PR #273, opened 2017-08-18
DM-11514: Fix a race condition in tests under pytest-xdist

timj:
Also fix some deprecation warnings and use of AFW_DIR.

### DIFF
--- a/tests/test_apCorrMap.py
+++ b/tests/test_apCorrMap.py
@@ -134,8 +134,8 @@ class ApCorrMapTestCase(lsst.utils.tests.TestCase):
 
     def testExposureCatalogBackwardsCompatibility(self):
         """Test that we can read an ExposureCatalog written with an old version of the code."""
-        filename = os.path.join(
-            os.environ["AFW_DIR"], "tests", "data", "version-0-ExposureCatalog.fits")
+        testPath = os.path.abspath(os.path.dirname(__file__))
+        filename = os.path.join(testPath, "data", "version-0-ExposureCatalog.fits")
         cat = lsst.afw.table.ExposureCatalog.readFits(filename)
         record = cat[0]
         self.assertIsNone(record.getApCorrMap())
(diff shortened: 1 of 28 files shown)


timj:
@PaulPrice can you take a look at this for me please? Should be fairly non-controversial.

tests/test_apCorrMap.py
```diff
@@ -109,7 +109,7 @@ def testPersistence(self):
 
     def testExposurePersistence(self):
         """Test that the ApCorrMap is saved with an Exposure"""
-        filename = "testApCorrMap.fits"
+        filename = "testApCorrMap-exposure.fits"
```
PaulPrice: I suggest using:

    with lsst.utils.tests.getTempFilePath(".fits") as filename:

That gets you automatic cleanup, and is more immune to cargo culting because it chooses a name based on the test.

Ditto in `testExposureRecordPersistence`.

tests/test_sourceMatch.py
```diff
@@ -181,6 +181,7 @@ def testPhotometricCalib(self):
             s.setDec(dec * afwGeom.degrees)
             s.set(self.table.getPsfFluxKey(), psfMags[band])
 
+        ifd.close()
```
PaulPrice: Is it worth using the context manager? This is exactly what it's for.

    with open(os.path.join(afwdataDir, "CFHT", "D2", "sdss.dat"), "r") as ifd:
        allLines = ifd.readlines()
    ....
    for line in allLines:

Ditto below.

timj: I'm happy to do that. The little Robert voice in my head was wondering if the big indenting diff was worth it.

tests/test_apCorrMap.py
timj: good idea.

tests/test_sourceMatch.py
PaulPrice: He's in my head too, which is why it was just a suggestion.
I slightly lean towards using the context manager, but it's up to you.

timj: I made that change.

tests/test_apCorrMap.py
timj: Implemented temp files.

────────────────────────────────────────

__Work item__: Using the listing above, print the line containing "PaulPrice: He's in" and every line after it exactly, up to and including the last.

__Written solution__:
PaulPrice: He's in my head too, which is why it was just a suggestion.
I slightly lean towards using the context manager, but it's up to you.

timj: I made that change.

tests/test_apCorrMap.py
timj: Implemented temp files.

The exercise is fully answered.